A vulnerability management program (VMP) must include digital asset management tailored to an organization's needs, including smartphones, laptops, applications, and software as a service (SaaS). Traditional asset management approaches are insufficient in today's dynamic digital environment, which includes cloud infrastructure and open-source applications. Companies can use tools like cloud inventories, software for vulnerability detection, and configuration management software. Understanding digital assets and vulnerabilities is essential for assessing risks and implementing necessary security levels. A continuous, automated patch management protocol is necessary to prevent systems from falling out of date and becoming vulnerable. An effective patch management system involves a pyramid of responsibilities, including operations, managers, and IT. Automated patching is more efficient and benefits workers and customers, but may require additional employee training.

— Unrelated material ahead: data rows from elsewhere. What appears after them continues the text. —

Issue #2206, opened 2023-05-12
Microsoft Defender for Storage pricing plans should have malware scanning configured


BenjaminEngeset:
### Suggested rule

Microsoft Defender for Storage introduces the malware scanning feature that can be configured within a pricing plan.

Malware scanning in Defender for Storage helps protect storage accounts from malicious content by performing a full malware scan on uploaded content in near real time, using Microsoft Defenders Antivirus capabilities. It's designed to help fulfill security and compliance requirements to handle untrusted content.

An Event Grid System Topic resource is created in the same resource group of the storage account, used by the malware scanning service to listen on blob upload triggers.

Azure Blob Storage is only supported currently. Azure DNS Zone is not supported for malware scanning currently.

Digital regulations are essential for individuals and firms to protect against vulnerabilities in software and cloud services. Misconfigurations, errors, or inadequacy within information systems can lead to significant data breaches. Companies must adopt professionally designed guidelines to ensure the best security practices. Vulnerability management requires continuous monitoring and vigilance, as assets and configurations change over time. Malicious actors continuously seek to identify vulnerabilities, exploit weaknesses, and compromise vulnerable systems, software, and products.

Ongoing vulnerability management involves setting up a vulnerability management process, automating patch management, and performing vulnerability scans at regular intervals. Vulnerability scoring helps prioritize responses to potential harm. Most firms use the Common Vulnerability Scoring System (CVSS), which divides vulnerabilities into four categories: Base, Threat, Environmental, and Supplemental. The Exploit Prediction Scoring System (EPSS) enhances CVSS by providing information on the likelihood of a cybercriminal exploiting a particular vulnerability. However, bad actors exploit only 2% to 7% of vulnerabilities.

Cybersystem attackers exploit numerous vulnerabilities, with over half of corporate vulnerabilities dating back to 2016 or earlier. They can use older vulnerabilities to launch critical vulnerability chaining attacks, which can be direct or indirect. Cybersecurity professionals use open-source information to assess threat levels and generate alerts to identify and block attacks. There are four types of threat intelligence: technical, tactical, strategic, and operational.

Human involvement is crucial in managing vulnerabilities, as it helps organizations understand how users and IT practitioners interact with systems. Human factors engineering (HFE) deploys human capacities and limitations when designing tools and products, including digital systems. Cybersecurity professionals should be educated about human psychology to gain insights into cybercrime perpetrators and avoid fatigue and burnout.

Leaders should construct their organizations with security in mind, and firms must incorporate security into their initial development of systems and software. Engineers often develop software and digital systems without incorporating security measures in the development stage.